US wants to see Western Balkans as part of Europe, ‘full stop’

shutterstock_1534802348 [Shutterstock/elmar gubisch]

Washington hopes EU countries “understand” that the Western Balkans should be part of Europe “full stop” and is worried about the weak message coming from European capitals, the newly appointed department of state official responsible for the region said on Monday (13 September).

“The region is European, and our message to Europe, is that there’s very little risk in enlargement to these countries…I hope that member states understand that they should be part of Europe, they are part of Europe culturally and historically,” Gabriel Escobar during his first public appearance as deputy assistant secretary of state at an online event organised by the European Policy Centre, a Brussels-based think tank.

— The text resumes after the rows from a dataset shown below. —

PR #495, opened 2021-11-09
refactor command tls e2e tests to just test for connection success

wilkermichael:
I added a new test, **TestE2E_CommandTLS**, for commands using TLS, this test **does**:

- verify that there were no errors
- verify some contained output to assure that a connection has been made

This test **does not** test any functionality outside of the initial connection.

I also removed two existing tests that were testing TLS connections alongside command functionality. Command functionality is already tested in other tests, so this was deemed to be redundant.

I had to split this into two commits, if you look at the unified commits it thinks I changed one of the tests rather than adding a new test and removing two tests.


mkam (approved):
Looks good to me, the commit split was super helpful, thanks for breaking it up like that!

PR #502, opened 2016-07-22
Make possible to switch tilesets in editor

Hume2:


src/editor/editor.cpp
```diff
@@ -425,4 +425,18 @@ Editor::delete_markers() {
   inputcenter.delete_markers();
 }
 
+void
+Editor::change_tileset() {
+  tileset = TileManager::current()->get_tileset(level->get_tileset());
+  tileselect.input_type = EditorInputGui::IP_NONE;
+  for(auto& sector : level->sectors) {
```
tobbi: I wonder whether this iterator and the iterator below that also work with const auto&

src/supertux/tile_set.cpp
```diff
@@ -108,4 +113,45 @@ TileSet::add_tile(int id, std::unique_ptr<Tile> tile)
...
+  } else {
+    tile = m_tiles[id].get();
+  }
+
+  if (tile) {
+    tile->load_images();
+    tile->draw(context, pos, z_pos, color);
+  } else if (Editor::is_active()) { // Draw a notile sign
+    context.draw_surface(notile_surface, pos, 0, color, Blend(), z_pos);
+    context.draw_text(Resources::small_font, std::to_string(id),
```
maxteufel: I don't think we should draw the text here. This should rather spit out a `log_warning`.

Hume2: @maxteufel It's for the case when the tileset is changed and there are already some tiles in the tilemap those are defined in the previous tileset but aren't defined in the new tileset. The number is there for the case so the people can distinguish them. A log warning each tick wouldn't do anything useful.

maxteufel: @Hume2 True. I noticed it because I tested using 99999 or so as tile ID which doesn't entirely fit into the tile and looks a bit ugly. Maybe in the future that could be changed, but it's good enough for now, I guess.

tobbi:
Can you please rebase this so I can merge?

PR #486, opened 2016-07-13
Handle string collisions in tinygettext properly

tobbi:
Depends on SuperTux/tinygettext#4

PR #504, opened 2016-07-22
Add addons with precedence to the tinygettext search path.

### LINKED ISSUE #309: Always prefer langpack strings over strings contained in packaged PO files
Langpack strings are most likely more recent than the ones contained in the PO files contained within the game.

However, currently, these are being ignored as it is. We should probably change tinygettext in that aspect.

leper:
Fixes #309, #486.

Depends on SuperTux/tinygettext#5


tobbi:
r+ I tested the change and it works even in those cases where my change didn't work.

maxteufel:
Closed by de93cc819a85d4288851f2b58e5ffc1c040c9dcd.

maxteufel:
Thanks for the pull request, @leper. :+1:

PR #508, opened 2016-07-25
Make possible to resize whole sector with given offset

Hume2:


src/object/tilemap.hpp
```diff
@@ -67,8 +67,9 @@ class TileMap : public GameObject,
   /** resizes the tilemap to a new width and height (tries to not destroy the
    * existing map)
    */
-  void resize(int newwidth, int newheight, int fill_id = 0);
-  void resize(Size newsize);
+  void resize(int newwidth, int newheight, int fill_id = 0,
+              int xoffset = 0, int yoffset = 0);
+  void resize(Size newsize, Size resize_offset);
```
tobbi: Can't the parameters of this be const Size& as well?

src/supertux/sector.hpp
```diff
@@ -195,7 +195,7 @@ class Sector
   /**
    * resize all tilemaps with given size
    */
-  void resize_sector(Size& old_size, Size& new_size);
+  void resize_sector(Size& old_size, Size& new_size, Size& resize_offset);
```
tobbi: Same here: parameters as const references.

src/object/tilemap.cpp
```diff
@@ -209,8 +213,12 @@ ObjectSettings
 TileMap::get_settings() {
   new_size_x = width;
   new_size_y = height;
+  new_offset_x = 0;
```
tobbi: I don't think you want to reset the new_offset_x and new_offset_y values to 0 here. Otherwise they don't stick.

maxteufel:
@Hume2 It needs to be clear what this is doing and how to use it.

tobbi:
I'm postponing this PR from 0.5.0 to 0.5.1, since this needs better UX and other things.

tobbi:
Since there has been no progress on this PR in a long time, I will close it. Please re-open when there's better UX for this lined up.

PR #511, opened 2016-07-28
Reorder layer objects when their object menu is closed

Hume2:


src/editor/layers_gui.cpp
```diff
@@ -255,4 +260,9 @@ EditorLayersGui::get_layer_pos(const Vector& coords){
   return (coords.x - Xpos - sector_text_width) / 35;
 }
 
+bool
+EditorLayersGui::less_z_pos(const std::unique_ptr<LayerIcon>& lhs, const std::unique_ptr<LayerIcon>& rhs) {
```
tobbi: This can be marked const afaict.

Hume2: @tobbi Static functions can't be marked const.

tobbi: Right, didn't see it was static. It's alright then.

tobbi:
lgtm

tobbi:
Actually, now that I think about it:
Can we reverse the order of the layers somehow. I think the minus layers should be left and the plus layers should be right.

PR #513, opened 2016-07-29
ParticleSystem_Interactive: Inherit ParticleSystem

Hume2:
instead of GameObject

### DIFF
--- a/src/object/particlesystem_interactive.cpp
+++ b/src/object/particlesystem_interactive.cpp
@@ -17,18 +17,18 @@
 #include "object/particlesystem_interactive.hpp"
 
 #include "math/aatriangle.hpp"
+#include "math/vector.hpp"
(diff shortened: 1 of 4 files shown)


src/object/particlesystem_interactive.cpp
```diff
@@ -17,18 +17,20 @@
...
 
 #include "math/aatriangle.hpp"
+#include "math/vector.hpp"
 #include "object/tilemap.hpp"
+#include "supertux/game_object.hpp"
 #include "supertux/collision.hpp"
+#include "supertux/sector.hpp"
 #include "supertux/tile.hpp"
+#include "util/reader.hpp"
+#include "video/surface_ptr.hpp"
```
tobbi: Does it need all those includes?

PR #520, opened 2016-08-01
More arcade-looking Yeti death sequence

pelya:
I didn't like Yeti's face stretched to whole screen after you defeat it, so this animation looks more like platform games used to be.
https://www.youtube.com/watch?v=A__k5N5oayg#t=54s

### DIFF
--- a/src/object/endsequence_fireworks.cpp
+++ b/src/object/endsequence_fireworks.cpp
@@ -23,8 +23,7 @@
 
 EndSequenceFireworks::EndSequenceFireworks() :
   EndSequence(),
-  endsequence_timer(),
-  bosskillsequence_timer()
+  endsequence_timer()
 {
 }
 
@@ -41,22 +40,13 @@ void
 EndSequenceFireworks::starting()
 {
   EndSequence::starting();
-  // Delay fireworks a bit, to see the boss falling off the screen
-  bosskillsequence_timer.start(3.0f * ScreenManager::current()->get_speed());
+  endsequence_timer.start(7.3f * ScreenManager::current()->get_speed());
+  Sector::current()->add_object(std::make_shared<Fireworks>());
 }
 
 void
 EndSequenceFireworks::running(float elapsed_time)
 {
-  if (bosskillsequence_timer.check()) {
-    if (!endsequence_timer.started() && !isdone) {
-      endsequence_timer.start(7.3f * ScreenManager::current()->get_speed());
-      Sector::current()->add_object(std::make_shared<Fireworks>());
-    }
-  } else {
-    return;
-  }
-
   EndSequence::running(elapsed_time);
   //Player& tux = *Sector::current()->player;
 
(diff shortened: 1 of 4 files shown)


Rusty-Box:
This is actually a nice idea.

pelya:
I wanted to do ground shaking and snowball 'explosions' flying out of Yeti,
but my animation skills are limited.

Or better, Tux smiting Yeti with Final Fantasy - style Ultimate Ice
Breaking Heaven Strike Of Eternity attack.

src/object/endsequence_fireworks.cpp
```diff
@@ -40,13 +41,22 @@ void
 EndSequenceFireworks::starting()
 {
   EndSequence::starting();
-  endsequence_timer.start(7.3f * ScreenManager::current()->get_speed());
-  Sector::current()->add_object(std::make_shared<Fireworks>());
+  // Delay fireworks a bit, to see the boss falling off the screen
```
maxteufel: I'm not happy with this solution. Fireworks might be used elsewhere too. What about a separate sequence for the bosses that will trigger the fireworks sequence automatically?

pelya:
I've reverted changes to Fireworks class, and added some snowballs flying out of Yeti as it is dying.

pelya:
And a new video: https://www.youtube.com/watch?v=cI2ip8l9_7g#t=27s

Rusty-Box:
I'm not so sure about the snowballs. The are too big, imo.

pelya:
Shooting out smaller fireballs would be okay for some other boss, but it
goes contrary to Yeti's snowy appearance.

What if I'll re-color the fireball image into blue, what do you think?

On Aug 3, 2016 12:11 AM, "Carsten Wirtz" <notifications@github.com> wrote:

I'm not so sure about the snowballs. The are too big, imo.

—
You are receiving this because you authored the thread.
Reply to this email directly, view it on GitHub
<https://github.com/SuperTux/supertux/pull/520#issuecomment-237045397>, or mute
the thread

pelya:
Here's how it looks with ice bullets instead of snowballs:
https://www.youtube.com/watch?v=wx8YL9YIrGk#t=41s

Rusty-Box:
This looks much better.

pelya:
Yay. Do you want me to squish all changes into a single commit?

maxteufel:
@pelya Yes, that would be good.

In my opinion it looks better than the current animation. Note that as this is a larger change, I'd like to hear more feedback from @SuperTux/core, @SuperTux/developers, and @SuperTux/level-designers. Additionally, this will be a feature for 0.6.0 as it's a larger change and currently we're only accepting bugfixes.

maxteufel:
Why did you close this?

pelya:
Because Github won't allow me to force-update a branch while keeping the same pull request. So I've tried to delete and re-create the branch to update the request, but Github just closed the request instead. See https://github.com/isaacs/github/issues/18

New pull request with all commits squashed is here: https://github.com/SuperTux/supertux/pull/524

maxteufel:
Git won't allow you to overwrite history of branches by default. You need to force-push it (`git push -f <remote> <branch>`). This works perfectly fine with pull requests, I often do that. Not that important, but remember it next time!

pelya:
I did not know about this, thanks.

Issue #281, opened 2015-12-21
Add more unit tests


maxteufel:
Add more unit tests to the `tests/` directory, like for the game engine, physics, badguy and object behavior, scripting, and much more...

PR #531, opened 2016-08-06
Add test for collision.cpp

mandaltapesh:
This test is for the intersects function that lies in supertux/collision.cpp
There are 5 testcases. 2 each for the conditions(seperated by ||) in each of
the if statements and one for the default case i.e. if it doesn't satisfy any
of the conditions. In default case it returns true else if it satisfies the
conditions in if statements it returns false.

Ref: #281


tobbi:
In any case: lgtm. So, let's merge it after the release.

maxteufel:
Thanks for the pull request! :+1:

PR #532, opened 2016-08-08
Scripting: new function set_next_worldmap for transitioning between worldmaps

pelya:


tobbi:
For code style:
const std::string& param_name

Keep the & to the param type, not the name.

tobbi:
Also, please take a look at the following efficiency warning: https://travis-ci.org/SuperTux/supertux/jobs/150751917#L1994

PR #457, opened 2016-06-25
New object: Enemy Blocker

Savsish:
It's like Inivisble Wall but the player can pass it. Original code by Kovago Zoltan.
Don't forget to merge also the branch in data submodule.
SuperTux/data#15

PR #536, opened 2016-08-09
New Object: Enemy Blocker (Updated)

Karkus476:
Blocks badguys, like invisible walls, but not Tux.
Original code by **Kovago Zoltan**. *(who?)*
Submitted by @Savsish originally in #457.
I have rebased his commits for him, and pulled from my fork.

**Disclaimer:** *I haven't tested this*, and this pull request is only to secure the code changes Savs submitted, in case anything happens at his end. Furthermore, he appears to have been banned from this repository, so he cannot contribute further.

@Hume2 You commented on his commit before. Please could you do the same for this one here, and if you wish to fix it, I can push my branch to the SuperTux repo, so that you can do so.

Please see SuperTux/data#15

Edit by @Karkus476: 9th August 2016: Correct mentions and emboldening/italics

### DIFF
--- a/src/object/enemy_blocker.cpp
+++ b/src/object/enemy_blocker.cpp
@@ -1,0 +1,80 @@
+//  SuperTux
+//  Copyright (C) 2007 Kovago Zoltan <DirtY.iCE.hu@gmail.com>
+//
+//  This program is free software: you can redistribute it and/or modify
+//  it under the terms of the GNU General Public License as published by
+//  the Free Software Foundation, either version 3 of the License, or
+//  (at your option) any later version.
+//
+//  This program is distributed in the hope that it will be useful,
+//  but WITHOUT ANY WARRANTY; without even the implied warranty of
+//  MERCHANTABILITY or FITNESS FOR A PARTICULAR PURPOSE.  See the
+//  GNU General Public License for more details.
+//
+//  You should have received a copy of the GNU General Public License
+//  along with this program.  If not, see <http://www.gnu.org/licenses/>.
+
+#include "object/enemy_blocker.hpp"
+
+#include "editor/editor.hpp"
+#include "badguy/badguy.hpp"
+#include "supertux/object_factory.hpp"
+#include "util/gettext.hpp"
+#include "util/reader_mapping.hpp"
+#include "video/drawing_context.hpp"
+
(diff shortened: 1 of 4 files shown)


src/object/enemy_blocker.cpp
```diff
@@ -0,0 +1,80 @@
...
+EnemyBlocker::after_editor_set() {
+  bbox.set_size(width, height);
+}
+
+HitResponse
+EnemyBlocker::collision(GameObject& other, const CollisionHit& )
+{
+  BadGuy* badguy = dynamic_cast<BadGuy*> (&other);
+  
+  if (badguy == 0)
```
Hume2: This should be done via the function collides. Is it so hard to get it?

maxteufel:
Can this class an the InvisibleWall class be generalized to a common Blocker class from which both classes will inherit then? That could save us some lines of code.

maxteufel:
@SuperTux/level-designers is this feature useful for levels at all?

Rusty-Box:
@maxteufel I would say no and I'm not sure why we would need an enemy blocker at all.

maxteufel:
I suggest we close this then.

maxteufel:
If no one objects to closing this because this seems to be an unnecessary feature, I will close this tomorrow.

qwertychouskie:
I think this might be useful for some levels, currently the only enemy that can go back and forth in a fixed range is the [Crystallo](http://supertux.lethargik.org/wiki/Crystallo).

maxteufel:
10:53:22 <+mteufel[m]> RustyBox: do you think https://github.com/SuperTux/supertux/pull/536#issuecomment-244474582 is a valid reason to add enemy blocker?
10:54:50 <+mteufel[m]> I'm not exactly comfortable with enemy blocker if you say you don't need it. It also just adds more code to maintain. And I don't think that trading that off for add-on designers is a good idea.
10:55:09 <+mteufel[m]> Plus, it might confuse users
10:58:42 <RustyBox[m]> Max Teufel: I agree. The enemy blocker might be confusing, because for example: you would never expect a mr.snowball to turn around without running against a wall.
10:59:16 <+mteufel[m]> Closing then.
10:59:40 <RustyBox[m]> I would say so

PR #546, opened 2016-08-13
Editor: Add a full-brightness option

Hume2:
so the people can actually see how the dark levels look like.

### DIFF
--- a/src/video/drawing_context.cpp
+++ b/src/video/drawing_context.cpp
@@ -31,6 +31,8 @@
 #include "video/texture_manager.hpp"
 #include "video/video_system.hpp"
 
+bool DrawingContext::render_lighting = false;
+
 DrawingContext::DrawingContext(VideoSystem& video_system_) :
   video_system(video_system_),
   transformstack(),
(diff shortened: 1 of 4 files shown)


maxteufel:
Clarify the name of this. What does "Full Brightness" do? If you edit a level without darkness, you'd never notice a difference.

Hume2:
@maxteufel Full brightness means that you have something like night-vision, the lighting just isn't rendered. It doesn't save into the level in any way. When there is no darkness in the level, it doesn't do anything.

maxteufel:
@Hume2 yes. The option could be confusing though if one doesn't know what it does.

Also: make sure lightmap tiles are still rendered/displayed in some way.

src/video/drawing_context.cpp
```diff
@@ -373,11 +375,13 @@ DrawingContext::do_drawing()
     handle_drawing_requests(lightmap_requests);
     lightmap.end_draw();
 
-    DrawingRequest* request = new(obst) DrawingRequest();
-    request->target = NORMAL;
-    request->type = DRAW_LIGHTMAP;
-    request->layer = LAYER_HUD - 1;
-    drawing_requests.push_back(request);
+    if (!full_brightness) {
+      DrawingRequest* request = new(obst) DrawingRequest();
```
tobbi: While we're at it:
auto request = ...

C'mon, show some respect for C++ 11. :P

tobbi:
Anyone can think of a better name for this?

maxteufel:
"Lighting" as a checkbox? @tobbi @Hume2

qwertychouskie:
I like "Render lighting".

tobbi:
Render lighting sounds good. What's a good German translation for this? "Lichteffekte rendern"?

maxteufel:
@Hume2 Please change this to use "Render Lighting". If that's done, please remove your assignment.

src/video/drawing_context.cpp.orig
```diff
@@ -0,0 +1,593 @@
+//  SuperTux
```
maxteufel: I doubt you wanted to get this file into the repository.

PR #560, opened 2016-08-20
Better control when changing direction mid-jump

wansti:
Second attempt from a fresh fork


maxteufel:
Looks good to merge. :+1: But this should not be merged before the 0.5.0 release.

PR #572, opened 2016-08-28
Fix levelset / worldmap creation

### LINKED ISSUE #503: Editor: Editing worldmap should be possible from level select's level subset properties
Currently, you can only edit the worldmap if a level was loaded previously. This doesn't make sense. You should be able to edit a worldmap even from the Level subset properties.

tobbi:
This fixes #503 among other things, and removes some performance inefficiencies in the code, for example we don't need to load a savegame when we just want to display the levels.

### DIFF
--- a/src/supertux/menu/contrib_menu.cpp
+++ b/src/supertux/menu/contrib_menu.cpp
@@ -84,7 +84,8 @@ ContribMenu::ContribMenu() :
   {
     try
     {
-      auto levelset = std::unique_ptr<Levelset>(new Levelset(*it));
+      auto levelset =
+        std::unique_ptr<Levelset>(new Levelset(*it, /* recursively = */ true));
       if (levelset->get_num_levels() == 0)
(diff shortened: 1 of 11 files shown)


tobbi:
Please test thoroughly everyone!

src/supertux/menu/contrib_menu.cpp
```diff
@@ -84,7 +84,8 @@ ContribMenu::ContribMenu() :
   {
     try
     {
-      auto levelset = std::unique_ptr<Levelset>(new Levelset(*it));
+      auto levelset =
+        std::unique_ptr<Levelset>(new Levelset(*it, /* recursively = */ true));
```
christ2go: Shoudl the `/* recursively = */`be here?

tobbi: Yes, that's to indicate what the extra parameter means.

PR #898, opened 2018-08-11
Update tux.sprite

windowsdylan:
Add extra frames for new ice tux walking sprite


tobbi:
One could say I forgot to include those two frames deliberately to give you a chance to contribute, but I didn't. I just forgot them.

PR #902, opened 2018-08-14
Update tiles.strf

weluvgoatz:
Here, I have updated tiles.strf to include @Rusty-Box 's new 1-tile high forest terrain. You can find the image at #692. I am using the newest "tiles.strf" from the source so some changes weren't made by me, only adding these forest tiles were my changes...


weluvgoatz:
maybe this is too small to make a pull request for...

PR #904, opened 2018-08-17
BadGuy Squish Particle Effects & Enhance Particle Physics

lilinitsy:
Right now, this does two things
- particles can now optionally have a "gravitational" effect, or an acceleration in the y direction to make them more interesting.
- Badguy's now emit particles when they're killed by a squish, to make it a little more interesting.

TODO:
- Maybe add a more complicated subclass of Particles, PhysicsParticles, which will allow for more complicated particle movement (think effecting x, y, at t^2 and t^3 rates)
~~- Perhaps add in a "z" value to give depth to the particles and increasee / decrease size accordingly.~~ Done without storing a "z" value, just decreased the size over time.
- Particles are usually pretty gray or white... change that?
- Add different particle effects for different badguys.

### DIFF
--- a/src/math/vector.hpp
+++ b/src/math/vector.hpp
@@ -116,6 +116,11 @@ public:
     return Vector(floorf(x), floorf(y));
   }
 
+  float magnitude()
+  {
+    return sqrt(x * x + y * y);
+  }
+
   // ... add the other operators as needed, I'm too lazy now ...
 
   float x, y; // leave this public, get/set methods just give me headaches
--- a/src/math/vector.hpp
+++ b/src/math/vector.hpp
@@ -116,11 +116,6 @@ public:
     return Vector(floorf(x), floorf(y));
   }
 
-  float magnitude()
-  {
-    return sqrt(x * x + y * y);
-  }
-
   // ... add the other operators as needed, I'm too lazy now ...
 
   float x, y; // leave this public, get/set methods just give me headaches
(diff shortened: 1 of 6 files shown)


src/math/vector.hpp
```diff
@@ -116,6 +116,11 @@ class Vector
     return Vector(floorf(x), floorf(y));
   }
 
+  float magnitude()
```
christ2go: Can you use ``norm`` instead?

lilinitsy: Didn't even notice that. Sure thing.

tobbi:
Hey @lilinitsy Could you provide a youtube video of this? I currently do not have time to compile it myself.

lilinitsy:
@tobbi here's a low resolution gif https://giphy.com/gifs/5hiCfND58cHi4RCzt1/fullscreen.
Thanks @qwertychouskie, I'd missed that one. Handled.

Grumbel:
[Video of it in action](https://www.youtube.com/watch?v=w_6p1s6TMFA)

Doesn't look much good in its current form and the fillrect based particles are rather ugly to begin with.

I wouldn't be opposed to some reaction when jumping on enemies, but it needs to be more subtle and preferably sprite/surface based.

lilinitsy:
Feel free to tweak it.

tobbi:
I'll close this mainly because of https://github.com/SuperTux/supertux/pull/904#issuecomment-434519997

PR #906, opened 2018-09-01
Tweak the background image of snowy mountain

raghukamath:
This PR tweaks the background image of snowy mountain shown in first levels.
I have made the sky a little brighter and cleanup the mountain. Below is the reference picture for comparison

Screenshot with tweaked background

after

Screenshot of earlier background
before


tobbi:
Thanks, this definitely looks much better than the old one! 👍

PR #915, opened 2018-10-08
 BUG with coins

OliverBuo:
If i change the color of the coins i can't take them in them game.
Also if i change the Alpha from coins during the game. First alpha 0.1 then Alpha 1.0 ...cant thake this coins.
I think this is a BUG.

Super tux 0.5.1 

Pleas fix it.  Thank u !!  
Regards Oliver


maxteufel:
This is not how you report a bug on GitHub. There is a separate 'Issues' tab. It is how you would submit a code change, such as a fix.

Regarding your problem: we're investigating and considering the possible options.

PR #919, opened 2018-10-20
Make freetype required, libraqm optional

kernigh:
If libraqm was not found, then configure SDL_ttf --without-raqm and
don't link to libraqm.  This fixes a CMake error for linking to a
not-found library.  SuperTux built this way can't display Arabic but
can still display English.

Make Freetype REQUIRED, so not finding it is an error.  Update
INSTALL.md to list CMake 3.1, Freetype, and optional libraqm.


kernigh:
I needed this change to build supertux on my machine without libraqm. I'm running OpenBSD 6.3 on amd64 with clang 5.0.1, cmake 3.10.2, glew 2.0.0.

tobbi:
This was definitely an oversight on our side. Thanks for catching it!

PR #920, opened 2018-10-20
Fix music on big-endian platforms

kernigh:
ogg_sound_file.cpp forgot to #include <config.h>, so the definition
of WORDS_BIGENDIAN was missing, so it played noise instead of music.
wav_sound_file.cpp seems to get <config.h> from another header, but
add #include to be sure.

### DIFF
--- a/src/audio/ogg_sound_file.cpp
+++ b/src/audio/ogg_sound_file.cpp
@@ -16,6 +16,8 @@
 
 #include "audio/ogg_sound_file.hpp"
 
+#include <config.h>
+
 #include <assert.h>
 #include <physfs.h>
 
--- a/src/audio/wav_sound_file.cpp
+++ b/src/audio/wav_sound_file.cpp
@@ -16,6 +16,8 @@
 
 #include "audio/wav_sound_file.hpp"
 
+#include <config.h>
+
 #include <string.h>
 #include <stdint.h>
 #include <assert.h>


kernigh:
I have an unusual big-endian machine running OpenBSD-current on macppc. OpenBSD's package of supertux-0.5.1p1 was playing noise instead of music. I fixed the problem in 0.5.1 by adding #include <config.h> to ogg_sound_file.cpp. There was no problem with sound effects, I guess because wav_sound_file.cpp gets <config.h> from another header, but this pull request adds another #include <config.h> there to be sure.

I can't build SuperTux git master on my big-endian machine, because its newest compiler (gcc 4.9.4) gives errors about implicit constructor calls. The compiler seems to be too old. Therefore, I don't know whether git master plus this pull request works on big-endian machines. I am able to build git master plus this pull request plus #919 (I need #919 to build) on my little-endian amd64 machine with clang 5.0.1.

If you have a macppc with OpenBSD-current and try to play SuperTux 0.5.1, the game will crash. That's a bug in SDL2. After I fixed SDL's bug, I can play the game by muting the music or with this fix. All macppc machines are old. My machine has ATI Radeon Mobility M10 (ATI RV350) with only OpenGL 2.1, and is too slow to run SuperTux 0.5.1 at full speed; but I can play the game if the window is not too big. The free C++ code in SuperTux is so portable, the game works on weird machines like mine, even if music was broken until now.

tobbi:
Thanks for your thorough investigation on and your fix for this as well! Merging!

PR #983, opened 2018-12-15
Add new santa hat design for Tux

Rusty-Box:
Add new santa hat sprites
Add new frames for Santa Tux to powerups.sprite
Add new santa hat design to images/objects/particles


Rusty-Box:
@tobbi The big christmas hat for the logo will need a position adjustment!

PR #994, opened 2018-12-20
Music loop fixes

Alzter:
Fixes the loops for forest and voc_night to sound more smooth.


tobbi:
I honestly like the ending of the forest music (where it kinda tapers out and you have the cricket sound) too much to be able to merge this with good conscience.

PR #1007, opened 2018-12-25
Improve upon RustyBox's version of yeti_boss.stl

weluvgoatz:
The version of this level created by RustyBox seems rushed and feels like a normal/basic level. Also, on small screens, the stalactites are not visible and it is very easy to get on top of the yeti.

This edition changes that by changing the setting to a yeti's cave, adding more visually pleasing features, and now the stalactites are visible from smaller screens.


Alzter:
I liked the idea Grumbel had where the Yeti jumps out of a window in a different room of the castle to fight you instead of fighting you in some random ice structure.

weluvgoatz:
"I liked the idea Grumbel had where the Yeti jumps out of a window in a different room of the castle to fight you instead of fighting you in some random ice structure."

BTW, in this version, it takes place in the yeti's cave/den (which should be a bit obvious, no?) 

I still think it's better than the previous two versions.

Rusty-Box:
@weluvgoatz I think what's the issue here is what you want from a storytelling standpoint. Storywise, the intention of the current design of the boss level is that Tux is being chased by the yeti, got cornered/caught up by him later on and now has to fight him. Since they are near to the coast and the yeti first had to travel to Nolok's castle as well there is no yeti cave near by thus taking place on a random spot between the coast and the castle.
If we would now use a yeti cave like setting it would imply that Tux went into the cave on purpose which would be a questionable decicion from him, in my opinion.

weluvgoatz:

“Every country that’s entered the European Union has become more democratic, more stable and more prosperous, with almost no cost to the rest of the members,” he said.

Escobar, who took over the position of Washington’s representative for the region after serving as deputy chief of mission to Belgrade expressed worry about the lack of public confidence in the Western Balkans about the chances of one day joining the bloc.

“I’m worried about the lack of the strong message that Europe is providing the region, but I’m also a little bit concerned about the way in which there doesn’t seem to be more support for our European colleagues who are working on this issue,” Escobar added.

Top EU representative for the dialogue between Serbia and Kosovo, Miroslav Lajčák admitted that growing the club has not been at the top of Brussels’ to-do list.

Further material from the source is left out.